> REQUIRED ACTION
Return all of the records exactly.

> DATA PROVIDED
# # #

PR #87, opened 2015-12-15
test case for spinning before creating subscription

tfoote:
Connects to ros2/rclcpp#179

### DIFF
--- a/test_rclcpp/test/test_subscription.cpp
+++ b/test_rclcpp/test/test_subscription.cpp
@@ -238,6 +238,50 @@ TEST(CLASSNAME(test_subscription, RMW_IMPLEMENTATION), subscription_shared_ptr_c
   ASSERT_EQ(1, counter);
 }
 
+// Shortened version of the test for subscribing after spinning has started.
+TEST(CLASSNAME(test_subscription, RMW_IMPLEMENTATION), spin_before_subscription) {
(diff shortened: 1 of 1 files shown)


jacquelinekay:
This test case passes locally for Opensplice and Connext for me. Should we merge this test case?

jacquelinekay:
Eh, nevermind, doesn't pass with FastRTPS. I'll check it out.

jacquelinekay:
@tfoote, I would guess that you're encountering a problem with nondeterministic thread scheduling here.

I made a single-threaded version of this test case and the test passes on all middlewares. It makes a node, spins a bit, add a subscription, then spins some more and gets the callback.

https://github.com/ros2/system_tests/commit/bb16cadce8be8a4ad3b422e5973bee6b8cd02326

I'm guessing the `spin` thread doesn't ever execute when you run this code for some reason.

jacquelinekay:
ok, after further inspection I observe that the single-threaded case is flaky for Connext.

tfoote:
@jacquelinekay will check if this can be closed.

jacquelinekay:
we have a test case for this in master that passes now. therefore I'm going to close this.

https://github.com/ros2/system_tests/blob/master/test_rclcpp/test/test_subscription.cpp#L402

# # #

> EXERCISE ANSWER
PR #87, opened 2015-12-15
test case for spinning before creating subscription

tfoote:
Connects to ros2/rclcpp#179

### DIFF
--- a/test_rclcpp/test/test_subscription.cpp
+++ b/test_rclcpp/test/test_subscription.cpp
@@ -238,6 +238,50 @@ TEST(CLASSNAME(test_subscription, RMW_IMPLEMENTATION), subscription_shared_ptr_c
   ASSERT_EQ(1, counter);
 }
 
+// Shortened version of the test for subscribing after spinning has started.
+TEST(CLASSNAME(test_subscription, RMW_IMPLEMENTATION), spin_before_subscription) {
(diff shortened: 1 of 1 files shown)


jacquelinekay:
This test case passes locally for Opensplice and Connext for me. Should we merge this test case?

jacquelinekay:
Eh, nevermind, doesn't pass with FastRTPS. I'll check it out.

jacquelinekay:
@tfoote, I would guess that you're encountering a problem with nondeterministic thread scheduling here.

I made a single-threaded version of this test case and the test passes on all middlewares. It makes a node, spins a bit, add a subscription, then spins some more and gets the callback.

https://github.com/ros2/system_tests/commit/bb16cadce8be8a4ad3b422e5973bee6b8cd02326

I'm guessing the `spin` thread doesn't ever execute when you run this code for some reason.

jacquelinekay:
ok, after further inspection I observe that the single-threaded case is flaky for Connext.

tfoote:
@jacquelinekay will check if this can be closed.

jacquelinekay:
we have a test case for this in master that passes now. therefore I'm going to close this.

https://github.com/ros2/system_tests/blob/master/test_rclcpp/test/test_subscription.cpp#L402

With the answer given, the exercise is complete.